IMP321 represents one of the first proposed active immunotherapy drugs in which the patient’s own immune system is harnessed to respond to tumour antigenic debris created by chemotherapy.
In the Phase I trial, patients with unresectable or metastatic melanoma will be dosed with IMP321 in combination with an approved checkpoint inhibitor.
IMP321 is a first-in-class APC activator based on the immune checkpoint LAG-3. It boosts the body’s dendritic cells, which can respond to tumour antigens for a better anti-tumour CD8 T-cell response.

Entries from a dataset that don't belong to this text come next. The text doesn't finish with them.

PR #393, opened 2019-11-14
DLPX-67392 azure marketplace requires a 1mb unallocated region

grwilson:
This is a new requirement from Microsoft for the Azure marketplace. This creates an empty 1MB unallocated region at the beginning of the disk which Microsoft can use. 

Testing:
ab-pre-push: http://selfservice.jenkins.delphix.com/job/devops-gate/job/master/job/appliance-build-orchestrator-pre-push/2450/

We are deploying this image in the azure marketplace and have confirmed it has passed their certification.

### DIFF
--- a/live-build/config/hooks/vm-artifacts/90-raw-disk-image.binary
+++ b/live-build/config/hooks/vm-artifacts/90-raw-disk-image.binary
@@ -64,10 +64,12 @@ sgdisk --zap-all "$ARTIFACT_NAME.img"
 # partition will be used and automatically detected by "grub-install"
 # based on the partitions typecode. This partition is required since we're
 # partitioning using GPT; if we used MBR, an explicit boot partition
-# wouldn't be required.
+# wouldn't be required. Also we leave the first 1MB unallocated since
+# some clouds (i.e. Azure)  may require space for their own internal
+# purposes.
 #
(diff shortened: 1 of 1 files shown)


prakashsurya:
bors delegate+

pzakha:
> LGTM.
> 
> As a tangent, I wonder how/if these disk formatting differences between a fresh linux install and a migrated system will become problematic at some point...

I think this might be a real issue.
Regarding Azure, we may need to talk to Microsoft to see if that could become an issue for existing images that do not have that 1MB of free space.

grwilson:
> LGTM.
> 
> As a tangent, I wonder how/if these disk formatting differences between a fresh linux install and a migrated system will become problematic at some point...

This shouldn't be an issue for existing customers since MSFT won't use this region except during their internal testing. So it only impacts new submissions to the marketplace.

prakashsurya:
> This shouldn't be an issue for existing customers since MSFT won't use this region except during their internal testing. So it only impacts new submissions to the marketplace.

Sure.. my concern was more about "in general", rather than any specific platform.. i.e. all of our systems (migrated vs. new install) will have these differences, regardless of the platform.. and how that might affect the behaviour of the system.

I wasn't trying to spark a discussion, though, just a passing thought.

The Two Active Immunotherapeutics in melanoma (TACTI-mel) trial evaluates safety as the primary endpoint, and anti-tumour activity and immune response as secondary endpoints.
The Australian Therapeutic Goods Administration (TGA) has approved the Gallipoli Medical Research Foundation at the Greenslopes Private Hospital in Queensland as the first clinical site.
Principal Investigator for the trial Dr Victoria Atkinson will oversee the patient enrolment in the study.
Around 24 patients across six sites in Australia will be enroled in the TACTI-mel trial, with dosing expected to start early this year.
Dr Atkinson said: "The TACTI-mel study will be the first human study combining IMP321 as an antigen presenting cell activator together with a PD-1 checkpoint inhibitor.
"With the highest incidence of melanoma in the world, we look forward to working with Greenslopes Hospital staff in treating Australian patients in this ground-breaking study."
The pre-clinical and clinical evidence have shown that IMP321 can treat cancer by activating antigen presenting cells (APC) to sustain an anti-cancer immune response.